ADMarker: A Multi-Modal Federated Learning System for Monitoring Digital Biomarkers of Alzheimer's Disease
This provides a privacy-preserving platform for AD clinicians to monitor and correlate digital biomarkers with diagnosis, addressing real-world challenges like data heterogeneity and limited labels, though it appears incremental as it builds on existing federated learning and multi-modal approaches.

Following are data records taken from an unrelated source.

PR #2406, opened 2021-01-11
[#2053] Adding documentation for gateway-based auto provisioning.

fkaltner:


site/documentation/content/api/event/index.md
```diff
@@ -88,10 +88,14 @@ The AMQP 1.0 properties an event sender needs to set for an *empty notification*
...
+| :------------------------- | :--------------: | :----------------------- | :-------- | :---------- |
+| *content-type*             | yes              | *properties*             | *symbol*  | MUST be set to *application/vnd.eclipse-hono-empty-notification* |
+| *ttd*                      | no               | *application-properties* | *int*     | The *time 'til disconnect* as described in the [*Telemetry API*]({{< relref "/api/telemetry" >}}). |
+| *hono_registration_status* | no               | *application-properties* | *string*  | If set to `NEW` this indicates that a device was auto-provisioned in the course of sending telemetry data via gateway. |
+| *tenant_id*                | no               | *application-properties* | *string*  | The tenant id denoting the tenant for which the device was auto-provisioned. |
+| *device_id*                | no               | *application-properties* | *string*  | The device id denoting of the auto-provisioned device. |
+| *gateway_id*               | no               | *application-properties* | *string*  | The gateway id denoting the gateway for which the device was auto-provisioned. |
```
sophokles73, line 98: Is there a particular reason why we are (ab)using the empty notification for reporting the provisioning of a device? Why don't we use a specific event with its own content-type for this purpose. Wouldn't that make processing of the event easier?

fkaltner: Well, I guess at the time we discussed we thought that it is an acceptable approach (see: https://github.com/eclipse/hono/pull/2094#issuecomment-668473083).

I didn't hear any concerns from the Ditto team (which is the only client of this event sub type to my knowledge) regarding the complexity of the processing of the event. Nevertheless it is right that clients would save one conditional if we had used a dedicated event.

Nevertheless I don't think that it is significantly more complex with the empty event...

sophokles73: > Well, I guess at the time we discussed we thought that it is an acceptable approach (see: #2094 (comment)).

Now I see the problem. There seems to have been a misunderstanding on my side regarding what you were planning to do. My understanding was that we will add a *new type of* event which will have no payload, hence an *empty event* but with its own *content-type*, hence my answer
> However, we should add this particular event to the Well known events ...

FMPOV the chosen approach is inconsistent with the way we have designed the *well known events*, which is to indicate the purpose of the event by means of the content-type and then define the properties according to the purpose.
Now we re doing it the other way around: by inspecting the presence/absence of particular properties, we need to deduce the purpose of the event :-(. I would like this to be changed so that we have a dedicated event (type) for indicating that a device has been provisioned. But we should do this in another PR ... I have created #2408 for tracking this.

fkaltner: > Now I see the problem. There seems to have been a misunderstanding on my side regarding what you were planning to do. My understanding was that we will add a new type of event which will have no payload, hence an empty event but with its own content-type, hence my answer

Sorry for that 😞, it would have been better if I had written "Empty Notification" instead but I mixed that one up with "Empty Event"...

sophokles73: No worries, we'll get it fixed ...

site/documentation/content/concepts/device-provisioning/index.md
```diff
@@ -83,3 +81,33 @@ The newly created credentials are returned to the protocol adapter in the respon
...
+Refer to the [Management API]({{< ref "/api/management" >}}) for creating or updating a 
+corresponding device.
+
+##### Step 2: Connect an unregistered Device via Gateway to Hono
+
+{{< figure src="auto-provisioning-gateway.svg" alt="A unregistered device connects to a gateway which uses the 
+Device Registration API to provision it" title="Automatic Provisioning of a Device via gateway" >}}
+
+The yet unregistered edge device sends telemetry data via a gateway (1) to a protocol adapter which then checks if the 
+edge device is already registered by calling the "assert" operation of Device Registration API (2). If the device
```
sophokles73, line 101: we do not use quotes for referring to names but use *italics* instead, i.e.
> ... by calling the *assert* operation of the Device Registration API (2).

site/documentation/content/concepts/device-provisioning/index.md
```diff
@@ -83,3 +81,33 @@ The newly created credentials are returned to the protocol adapter in the respon
...
+
+{{< figure src="auto-provisioning-gateway.svg" alt="A unregistered device connects to a gateway which uses the 
+Device Registration API to provision it" title="Automatic Provisioning of a Device via gateway" >}}
+
+The yet unregistered edge device sends telemetry data via a gateway (1) to a protocol adapter which then checks if the 
+edge device is already registered by calling the "assert" operation of Device Registration API (2). If the device 
+registration service finds that the device isn't registered yet and the gateway has the `auto-provisioning-enabled` 
+authority set, it creates the edge device (3). 
+
+Subsequently, after it made sure that it hasn't already done so, it sends an empty event
```
sophokles73, line 105: > ..., it sends an [*Empty Notification*]({{< ref "/api/event##empty-notification" >}}) with the ...

site/documentation/content/concepts/device-provisioning/index.md
```diff
@@ -83,3 +81,33 @@ The newly created credentials are returned to the protocol adapter in the respon
...
+Device Registration API to provision it" title="Automatic Provisioning of a Device via gateway" >}}
+
+The yet unregistered edge device sends telemetry data via a gateway (1) to a protocol adapter which then checks if the 
+edge device is already registered by calling the "assert" operation of Device Registration API (2). If the device 
+registration service finds that the device isn't registered yet and the gateway has the `auto-provisioning-enabled` 
+authority set, it creates the edge device (3). 
+
+Subsequently, after it made sure that it hasn't already done so, it sends an empty event 
+(see [Event API]({{< ref "/api/event" >}})) with the `hono_registration_status` application property being set to `NEW` 
+to the AMQP network (4). Upon receiving the disposition for the sent event (5), it marks the event as having been
```
sophokles73, line 107: The disposition is the generic mechanism for conveying the outcome of the transfer which might also be `rejected` or `released`. Thus, IMHO we should change this to
> Once the event has been accepted by the peer (5), the registration service marks ...

site/documentation/content/concepts/device-provisioning/index.md
```diff
@@ -83,3 +81,33 @@ The newly created credentials are returned to the protocol adapter in the respon
...
+
+The yet unregistered edge device sends telemetry data via a gateway (1) to a protocol adapter which then checks if the 
+edge device is already registered by calling the "assert" operation of Device Registration API (2). If the device 
+registration service finds that the device isn't registered yet and the gateway has the `auto-provisioning-enabled` 
+authority set, it creates the edge device (3). 
+
+Subsequently, after it made sure that it hasn't already done so, it sends an empty event 
+(see [Event API]({{< ref "/api/event" >}})) with the `hono_registration_status` application property being set to `NEW` 
+to the AMQP network (4). Upon receiving the disposition for the sent event (5), it marks the event as having been 
+delivered (6) in order to prevent sending duplicate events
```
sophokles73, line 108: this is not so much about avoiding duplicates but about making sure that we send the event at least once, e.g. when the registration service has crashed before it could mark the event as delivered, right?

fkaltner: Yes, I rephrased this as it is more about making sure the Empty Notification is sent at least once. A crash of the registration service in the very moment it starts to send this event would be one possible case being mitigated by the persistent flag as it would re-send the notification when the next telemetry is received.

sophokles73 (approved):
LGTM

The authors tackled the problem of detecting Alzheimer's disease digital biomarkers in natural environments by developing ADMarker, a multi-modal federated learning system, achieving up to 93.8% accuracy for biomarker detection and 88.9% accuracy for early AD identification in a clinical trial with 91 participants.
Alzheimer's Disease (AD) and related dementia are a growing global health challenge due to the aging population. In this paper, we present ADMarker, the first end-to-end system that integrates multi-modal sensors and new federated learning algorithms for detecting multidimensional AD digital biomarkers in natural living environments. ADMarker features a novel three-stage multi-modal federated learning architecture that can accurately detect digital biomarkers in a privacy-preserving manner. Our approach collectively addresses several major real-world challenges, such as limited data labels, data heterogeneity, and limited computing resources. We built a compact multi-modality hardware system and deployed it in a four-week clinical trial involving 91 elderly participants. The results indicate that ADMarker can accurately detect a comprehensive set of digital biomarkers with up to 93.8% accuracy and identify early AD with an average of 88.9% accuracy. ADMarker offers a new platform that can allow AD clinicians to characterize and track the complex correlation between multidimensional interpretable digital biomarkers, demographic factors of patients, and AD diagnosis in a longitudinal manner.